State governments added 39,000 jobs in January, while local governments added 30,000. Employment in the sectors is still down by 3.8 percent and 2.1 percent, respectively, from pre-pandemic levels.
Labor Force Participation Measures Unchanged After Adjusting for Population Controls
The January data showed a 0.1 percentage point rise in both the labor force participation rate and the employment population ratio, but both were due to new population controls in the household survey. After adjusting for the new population controls, both were unchanged from their December level.
Nonetheless, the population controls did somewhat change the household survey’s overall picture over the last year. With the new controls, the survey now shows employment increased by 2,760,000 from January of 2022 to January of 2023, with the new controls increasing employment by 810,000.
However, there were also upward revisions to the establishment survey with the new benchmark for March 2022 being incorporated. This survey now shows a gain of 4,967,000 from January of 2022, which leaves an extraordinarily large gap of 2.2 million. The household survey showed employment growth of just 84,000 in January, after adjusting for the controls, so it continues to give a radically different picture of the economy.
Prime-Age Labor Force Participation Rate Still Below Pre-Pandemic Level
With the new population controls, prime-age (25 to 54) labor force participation is down 0.4 percentage points from its pre-pandemic peak overall, with a drop of 0.9 percentage points for men, and 0.1 percentage points for women. The drop in male LFPR from pre-pandemic level is largest for the 35-44 age group, down 2 percentage points from the pre-pandemic peak. But, if we compare to the 2000 peak, the drop for the 35-44 group is 3.7 percentage points, while the drop for the 25-34 age group is 5.2 percentage points.
Share of Unemployment Due to Job Leavers Rises
The share of unemployment due to voluntary quits rose to 15.3 percent in January. This is 0.1 percentage points higher than the 2000 peak, and 0.2 percentage points higher than the 2019 peak, but below levels hit in the fall.
Going in the other direction, the duration measures of unemployment all showed increases in January. The average duration increased from 19.5 weeks to 20.4 weeks, the median rose from 8.9 weeks to 9.1 weeks, while the share of long-term unemployed (more than 26 weeks) increased from 18.5 percent to 19.4 percent.
Mixed Story on Wage Growth
The December data had indicated that the hourly wage was slowing to a pace that was arguably consistent with the Fed’s 2.0 percent inflation target. While the December growth was a modest 0.3 percent, the annualized rate over the prior three months is 4.6 percent. This is likely faster than would be consistent with the Fed’s target.
However, the January figure is likely somewhat inflated by larger-than-normal cost-of-living adjustments which would not be fully picked up in the seasonal adjustments.
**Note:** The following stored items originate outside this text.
PR #28, opened 2020-07-13
Dynamic track handling + payload type matching

### LINKED ISSUE #23: iOS/Apple, Surface Pro - not able to receive the stream (the root cause provided)
### Your environment.
  - Browser: Safari 13.1.2 with Chrome on Windows 
  - Other Information - see below

### What did you do?
1. Opened Chrome on Windows and started the stream.
2. Opened Safari or Chrome on macOS and couldn't receive the stream.

### What did you expect?
See the stream.

### What happened?
I couldn't see it.

After https://github.com/pion/ion-sdk-js/pull/28 fix, I was able to experiment a bit more with Safari.

It turns out, that in the SDP Offer Safari has:
image

(...)
m=video 9 UDP/TLS/RTP/SAVPF 96 97 98 99 100 101 127 125 104
(...)
a=rtpmap:96 H264/90000
(...)

but in the SDP answer we have:
m=video 9 UDP/TLS/RTP/SAVPF 96
(...)
a=rtpmap:96 VP8/90000
--------

For Safari, to get VP8/90000, the SAVPF should be set to 100. 

96 works flawlessly with Chrome (on other OS than Mac/iOS), as with Chrome VP8/90000, indeed, it is 96.

To fix that, for maximum compatibility in the future, we probably need to look-up VP8 in the SDP Offer and return the same value to the browser.

Potential solution/fix/help here: https://github.com/pion/webrtc/issues/716#issuecomment-502609027

tarrencev:
This is a fairly significant refactor of how we handle tracks + payload types. It updates track handling to be dynamic, so it isn't necessary to know about tracks before subscribing to a pc. When a track is added/removed from a pub, the sub will be notified. This is necessary for handling renegotiation.

It also moves away from mapping codecs based on payload type and instead uses codec names. This is based on a conversation in #pion which mentioned that payload types are dynamic and codec types shouldn't be assumed from them. This should resolve #23.


pkg/media/engine.go
```diff
@@ -0,0 +1,112 @@
...
+
+const (
+	mediaNameAudio    = "audio"
+	mediaNameVideo    = "video"
+	iOSH264Fmtp       = "level-asymmetry-allowed=1;packetization-mode=1;profile-level-id=42e01f"
+	firefoxH264Fmtp97 = "profile-level-id=42e01f;level-asymmetry-allowed=1"
+)
+
+var (
+	rtcpfb = []webrtc.RTCPFeedback{
```
tarrencev, line 20: Should set these based on SDP

pkg/media/engine.go
```diff
@@ -0,0 +1,112 @@
...
+
+	"github.com/pion/sdp/v2"
+	"github.com/pion/webrtc/v2"
+)
+
+const (
+	mediaNameAudio = "audio"
+	mediaNameVideo = "video"
+	// iOSH264Fmtp       = "level-asymmetry-allowed=1;packetization-mode=1;profile-level-id=42e01f"
+	// firefoxH264Fmtp97 = "profile-level-id=42e01f;level-asymmetry-allowed=1"
```
tarrencev, line 16: I'm not sure if we need these anymore. Since we are using `fmtp` specified in the offer sdp

sibis:
Great work @tarrencev 👏🏽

This means from the standpoint of inflation fears, the picture may not be that bad. From the standpoint of workers seeing real pay increases, with wages outpacing inflation, it is very good.
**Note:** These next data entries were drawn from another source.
PR #45, opened 2020-07-20
Single PC

tarrencev:
This is pretty much a rewrite of `ion-sfu` to support single peer connection between a client and sfu with all pub/sub tracks on the same transport. With this, everything is handled at the track level. Each receiver track gets it's own router. Peer connections belong to a room(s) and are automatically subscribed to any other peers in the same room.

The endpoints are basically:
1) Join
2) Offer
3) Answer
4) Trickle

The benefit of this approach:
1) It is more robust since we only need a single ice connection. Either everything fails or everything succeeds. No intermediate states where a some users are connected, others aren't
2) Much less chatter. Just a single ice exchange per user per sfu. Faster connects for new participants too.
3) Less port usage (n instead of n^2)

This is a rough wip implementation. I removed a bunch of stuff to simplify things (like rtp transport + forwarder) that we can add back. Interested in any initial feedback!


pkg/receiver.go
```diff
@@ -0,0 +1,265 @@
...
+	pliCycle     int
+	rembCycle    int
+	maxBandwidth int
+}
+
+// VideoReceiverConfig .
+type VideoReceiverConfig struct {
+	TCCOn         bool `mapstructure:"tccon"`
+	REMBCycle     int  `mapstructure:"rembcycle"`
+	PLICycle      int  `mapstructure:"rembcycle"`
```
adwpc, line 98: should be `mapstructure:"plicycle"`

pkg/receiver.go
```diff
@@ -0,0 +1,265 @@
...
+type Receiver interface {
+	Track() *webrtc.Track
+	GetPacket(sn uint16) *rtp.Packet
+	ReadRTP() (*rtp.Packet, error)
+	ReadRTCP() (rtcp.Packet, error)
+	WriteRTCP(rtcp.Packet) error
+	Close()
+}
+
+// AudioReceiver receives a video track
```
adwpc, line 29: receives a audio track

PR #46, opened 2020-07-26
add wss support and readme

adwpc:
#### Description
add wss support and readme

#### Reference issue
allow test online/LAN


tarrencev:
What do you think about rather including a simple way to standup a Caddy reverse proxy that handles ssl termination?

joe-getcouragenow:
> What do you think about rather including a simple way to standup a Caddy reverse proxy that handles ssl termination?

You can also do it without Caddy too if you want using the same SSL lib (github.com/caddyserver/certmagic)  as Caddy

Here is a simple example
https://github.com/lithdew/flatend/blob/master/cmd/flatend/main.go#L153

For many servers you need to use ETCD as the storage place, so that when new servers boot they dont try to make another Cert, but instead check to get the one fro ETCD.

adwpc:
https://github.com/pion/ion-sfu/pull/55
new pr

adwpc:
> > What do you think about rather including a simple way to standup a Caddy reverse proxy that handles ssl termination?
> 
> Hey @tarrencev
> You can also do it without Caddy too if you want using the same SSL lib (github.com/caddyserver/certmagic) as Caddy
> 
> Here is a simple example
> https://github.com/lithdew/flatend/blob/master/cmd/flatend/main.go#L153
> 
> For many servers you need to use ETCD as the storage place, so that when new servers boot they dont try to make another Cert, but instead check to get the one fro ETCD.


tryed but not work. don't know how to use with ws.

adwpc:
> What do you think about rather including a simple way to standup a Caddy reverse proxy that handles ssl termination?

not family with canddy. : (
i think should support config cert files by hand.

joe-getcouragenow:
> > > What do you think about rather including a simple way to standup a Caddy reverse proxy that handles ssl termination?
> > 
> > 
> > Hey @tarrencev
> > You can also do it without Caddy too if you want using the same SSL lib (github.com/caddyserver/certmagic) as Caddy
> > Here is a simple example
> > https://github.com/lithdew/flatend/blob/master/cmd/flatend/main.go#L153
> > For many servers you need to use ETCD as the storage place, so that when new servers boot they dont try to make another Cert, but instead check to get the one fro ETCD.
> 
> tryed but not work. don't know how to use with ws.

@adwpc If you have a PR i can look at it.

the other way is to just gen the certs using a bash script onto disk and then your good to go.
https://github.com/acmesh-official/acme.sh
- works for me

mkcert ( for local with real HTTPS in the desktop browser and mobile)
- helps local testing.

tarrencev:
@joe-getcouragenow you can see the pr here #55. would be great if you could improve the flow!

PR #55, opened 2020-08-01
Json rpc wss1

adwpc:
#### Reference issue
Fixes #...


tarrencev:
@adwpc i removed the `.pem` files and moved the `https` logic to the `json-rpc` readme. I would prefer to keep the example as simple as possible

PR #61, opened 2020-08-02
fix grpc example and doc

### LINKED ISSUE #56: fix examples
`pub-from-browser`, `pub-from-disk`, and `sub-to-browser` gRPC examples need to be updated to the new interface

adwpc:
#### Reference issue
Fixes #56


adwpc:
lost pub-from-disk example

adwpc:
done

PR #65, opened 2020-08-02
Point Slack badge to Pion Slack info page

vicramon:
The current link doesn't include the invite link or any info on how to get to it. 

The updated one is the same link that's used on the main pion/ion repo.

Might save the next person 10 minutes :)


Sean-Der:
:fire: thanks @vicramon

PR #70, opened 2020-08-04
relay transport

tarrencev:
This PR implements basic sfu relay support. It introduces a relay packet which contains some metadata for the track being sent.

The relay packet looks like this right now and is prepended to every rtp/rtcp packet that is relayed (the reserved part is for including other metadata in the future). Track payload types are normalized before being relayed so we can make assumptions without passing SDP info.

```
/*
 *  0                   1                   2                   3
 *  0 1 2 3 4 5 6 7 8 9 0 1 2 3 4 5 6 7 8 9 0 1 2 3 4 5 6 7 8 9 0 1
 * +-+-+-+-+-+-+-+-+-+-+-+-+-+-+-+-+-+-+-+-+-+-+-+-+-+-+-+-+-+-+-+-+
 * | V |                       reserved                            |
 * +-+-+-+-+-+-+-+-+-+-+-+-+-+-+-+-+-+-+-+-+-+-+-+-+-+-+-+-+-+-+-+-+
 * |                         session id                            |
 * +-+-+-+-+-+-+-+-+-+-+-+-+-+-+-+-+-+-+-+-+-+-+-+-+-+-+-+-+-+-+-+-+
 */
```

The sfu creates a relay Server on init and listens there for new relay connections. When it receives a new connection, it demuxes based on `session id` then `rcp/rtcp`. So a muxed track data can be sent over a single connection.

When a new session id is received, a `RelayTransport` is constructed. The `RelayTransport` listens for an `RTP` stream to arrive and constructs a Track + Receiver to handle it.


adwpc:
1. Maybe we need a simple auth
2. add a length: length of relay packet,  two packet may merged together?
3. peer id? may peers can join one session
4. relay infos:from srcip to dstip
5. track infos: audio/video pt ssrc  simulcat info

tarrencev:
1. For auth, i think kcp/quic would be correct approach? RTP over UDP is just simplest first iteration. or do you think we need something additional?
2. Good idea. I think we will need some sequence number then too? to locate parts?
3. I dont think peer id is necessary. Signaling layer should track MediaStream.id/ssrc to peer id globally so can associate later
4. Not familiar with this? 
5. pt/ssrc is in rtp header. do we need additional simulcast info?
6. I dont think we want app level info in relay header

It seems we need a way to synchronize media info between nodes. I dont think it makes sense to send it as a header to every packet. maybe we want an sdp exchange?

PR #524, opened 2016-05-21
[completed] VIDP, Indira Gandhi International (Delhi)

eliuuk:
Indira Gandhi International serves as the largest airport in India, and 25th in the world in 2015. It is the airport for the capital city of India, Delhi.
- [x] Add all waypoints required for SIDS and STARS (295 waypoints!)
- [x] Script the SIDS
- [x] Script the STARS
- [x] Attempt a polygonal airspace
- [x] Create Air India
- [x] Create Air India Express
- [x] Create Air India Regional
- [x] Create AirAsia India
- [x] Create AirAsia X
- [x] Create SpiceJet
- [x] Create IndiGo
- [x] Create Jet Airways
- [x] Create GoAir
- [x] Create Vistara
- [x] Create the AT72-600
- [x] Edit the load file for the airlines
- [x] Add spawns for the new airlines
- [x] Add ATR76 to the load file


erikquinn:
Looking good!

I have two comments:
1. Would you mind removing (or at least hiding) the RNAV fixes that aren't in use? There's quite a lot of them, and if they aren't needed, it's probably better not to display them. You can just delete the unneeded ones, or make them "hidden fixes" by prepending an underscore to their names (eg `"D340N" --> "_D340N"`), and they will be usable, but not drawn on the scope.
   image
2. In reference to issue #526, it's likely that the airspace boundary should be extended from what you have included here. If you're unable to find the dimensions of the outer area, then perhaps we should just make the airspace a circle here? Just something to avoid aircraft leaving/re-entering the airspace and invoking multiple callups.

eliuuk:
@erikquinn Thanks, I've removed some more waypoints - not sure if that's all of them, since there is a point where the unused and used waypoints split.

Concerning the airspace, I've edited it, might be a bit fictional but solves the problem!

PR #530, opened 2016-05-25
Add missing fixes to some airports - Fixes #529

### LINKED ISSUE #529: I accidentally removed necessary fixes
As the title suggests, I may have deleted some fixes which were used by arrivals in many airports, which is causing the game to crash. I messed up, so I'll fix it :smile:

Fechulo:
I'm not sure what these missing fixes are for, but I added them back, so that the game doesn't crash. This PR fixes #529


erikquinn:
I added them when I went through all the airports following changes to the way aircraft are spawned. Since they now spawn at the first fix in the list, [for example](https://github.com/Fechulo/atc/blob/a7656268ebfe387f1359b3aaf36048a9bec6f918/assets/airports/eidw.json#L1049):

```
    {
      "_name":  "OSGAR 1L",
      "speed":    250,
      "fixes":   ["_EIDW243060", "OSGAR", "DIRUM", "KEPOR", "ARVOK", "SORIN", "SIVNA", "SUGAD", "DW704", "DW705", "DW706", "SOPEP", "LAPMO"],
      "airlines":  [
        ["ein", 4],
        ["aal", 3],
        ["aca", 2],
        ["dal", 2],
        ["ual", 2]
      ],
      "type": "random",
      "offset": 20,
      "frequency": 5,
      "altitude":  10000
    },
```

In that example, if I left it as it was, the arrivals would spawn right AT `OSGAR`, which is _RIGHT_ on the border of the airspace...
image

Instead, I created these fix-radial-distance points that would cause them to spawn sufficiently outside of the airspace, but not super far away either. Basically, it was my lazy alternative to looking up all the charts for all the airports.

PR #532, opened 2016-05-26
New Airport: TNCM (Sint Maarten Princess Juliana)

Fechulo:
Princess Juliana International Airport is probably the most famous airport in the world, due to its amazing approach over Maho beach. I wanted to add the new STAR format, however it didn't really makes sense, since the only actual STAR in TNCM is to fly a heading after the initial fix:
vectors
Instead, I decided to add the RNAV (GNSS) approach for RWY10 as the STAR. Because it's not a STAR, it doesn't have a name or identifier, so I used the old format:
gnss
I also wanted to add the terrain around Sint Maarten, as this is the reason why aircraft have to turn right immediately after take off. The problem is I don't know how to do it :smile: . @culebron I would love it if you gave us a step-by-step guide on how to add terrain!


erikquinn:
@culebron I've tried my hand at terrain a few times, and was able to make some headway, but I don't see how editing nodes can fix what I've got pictured below. If you could briefly provide some guidance on that, I think I can figure out the rest, and will gladly help with the write-up on how to do the rest of it (I believe all the difficult work is behind me, and it's just tedious cleaning from here on out). Do you have any advice on how to clean this up?

image

erikquinn:
Looks sweet, no problems encountered. :smile: And I created a new issue for the terrain stuff so the above is not lost to the abyss of the internet.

Labor Market Still Very Strong
The January jobs data were strong by almost every measure. While the economy clearly cannot go on adding 500,000 jobs a month, it is likely that at least part of the January gains was due to unusual seasonal factors that will not be repeated.
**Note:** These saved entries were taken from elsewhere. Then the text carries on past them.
PR #537, opened 2016-05-28
Show aircraft's full route on hover of strip

erikquinn:
What about something like this to address #407? Hovering over the strip will show the route?

image
Note: Don't mind the white scribble, the screen capture always excludes the mouse cursor, so I drew it in to show where the cursor was.

Thoughts, anyone? I'm not sure if I really like it. More ideal might be a right-click that toggles the strip expanding a bit in height to show the route on a third, smaller row... I just don't know if I can achieve the latter...


Fechulo:
Even though I like it, I prefer the idea of the strip expanding to show the route. I also think this would limit the usage of the 'Say Route' command, which is already quite useless. I'm not sure if the 'sr' command was originally meant as a temporary solution, but this feature would be completely replacing it.

eliuuk:
I prefer this in comparison to the 'sr' command, it's just a whole lot easier. Plus, it saves the woman on the voiceover from speaking too much - she already talks extremely slow.

Fechulo:
Haha, poor woman! I agree, it's a better option, I just wanted to now if @erikquinn 's intentions were to eventually get rid of the 'sr' command.

erikquinn:
Oh yeah, it was 100% a temporary solution. It can get the axe. lol

Thanks for the feedback guys. I think I agree, just wanted to toss this up here and get your thoughts. I'll close this now, and we can find another solution sometime.

EQ

PR #540, opened 2016-05-28
Removed TAP Portugal from EGCC

### LINKED ISSUE #539: EGCC:: TAP does not exist
TAP Portugal doesn't exist, and for some reason I added it in the arrivals.
#540

eliuuk:
Fixes the crash when the game cannot find TAP. Fixes #539


erikquinn:
@indianbhaji I'm actually not seeing any changes here... it appears that all this PR would do is remove whitespace. It doesn't actually remove TAP from `egcc.json:404`.

eliuuk:
Weird... I'll repush this too.

PR #541, opened 2016-05-31
Update LOWW

Alpi-no:
demo: http://lachsschinken124.github.io/atc/ ATTENTION: in the demo stars will only work as a routing function, altitude or speed restrictions are (I don't know why) not working. 
charts for the transitions (in game stars) can be obtained here: http://www.vacc-austria.org/index.php?page=content/chartlist&icao=LOWW
There are restricted zones for the LHCC and LZBB FIR. Those are in place because these areas are outside of Austria, but still have to be controlled by LOWW APP.


erikquinn:
@jakobeng1303 Is it your intent that the arrivals are not assigned the STARs, and that they just fly the series of fixes? Just making sure.

The altitude and speed restrictions are working for me. Perhaps make sure you actually tell them to descend via the star, as that is a separate action from assigning it. Use the `dvs` command after the star has been assigned, and they should slow/descend to the assigned speed/altitude. Note that if an "at/above" restrcition is given for the next fix, the aircraft won't descend because it isn't _required_ to comply with the sid. Only when there is an "AT" or "AT/BELOW" restriction will you see the aircraft begin the descent. It's not the greatest setup, but it's what we've got for now.

I like the restricted areas. Overall, it's looking and working quite well now! Just let me know about the thoughts I had above.

Alpi-no:
@erikquinn The planes are being assigned the star, it's just that I do it. Like in real life I clear their transition. It wouldn't make sense to save the star in the `arrival` section, because which star is going to be used, is individual. eg one might favor arr 11 and dep 16 but another one likes arr 34 and dep 29. Assigned a plane to star immediately after spawning wouldn't allow that. 

Thanks for telling me that! I didn't know that command existed!

PR #555, opened 2016-06-04
New Airport: KBOS (Boston Logan Airport)

Fechulo:
This is my first take on an American airport; General Edward Lawrence Logan International Airport or simply Boston Logan Airport. Of course, all fixes are ordered alphabetically! :smile: @erikquinn Can you confirm that the airspace is correct? And if it isn't too much to ask, would you be able to add the video map for the area?
Thanks in advance!


erikquinn:
It looks about right from what I vaguely remember, but I don't have the files for it, and the vZBW site is down, so I can't download them. I can ask some people and try to get a hold of the files we need. For now, it seems close enough. They've got some busy looking SIDs up at Boston, don't they??? lol

Fechulo:
Thanks, don't worry about the video map. They are almost as busy as LOWW!

PR #559, opened 2016-06-06
PCT: RVM & Airspace (Mt Vernon Area)

erikquinn:
Adds polygonal boundary (I guessed at it... don't have maps that would show me for sure) and radar video map for the Mount Vernon area of Potomac TRACON (the area where KDCA lies). Was quite annoying, because the source data was _VERY_ highly detailed, and had to do some more qGIS learning to be able to reduce it sufficiently (from 37k lines to ~6k). Looks good though! Only thing is that seeing Dulles hanging off the west side makes me want that airport too... :stuck_out_tongue_winking_eye: 

image


Fechulo:
I'd be willing to add Dulles, but you're gonna have to wait until I finish my exams...

erikquinn:
@Fechulo lol really what needs to happen is for all this freezing business to get resolved and everything to stabilize again so I can go after some new functionality, like servicing multiple airports in the same simulation. It just isn't wise to do it until she's nice and stable. :cry:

It is also somewhat disconcerting that the household survey continues to show a very different picture of the labor market. It is not unusual for the surveys to be wildly out of sync for a month or two, or even longer, but the 2.2 million gap over the last year between job growth in the establishment survey and employment growth in the household survey is extraordinary. Most other data seem more closely aligned to data in the establishment survey, but further revisions may show a different story.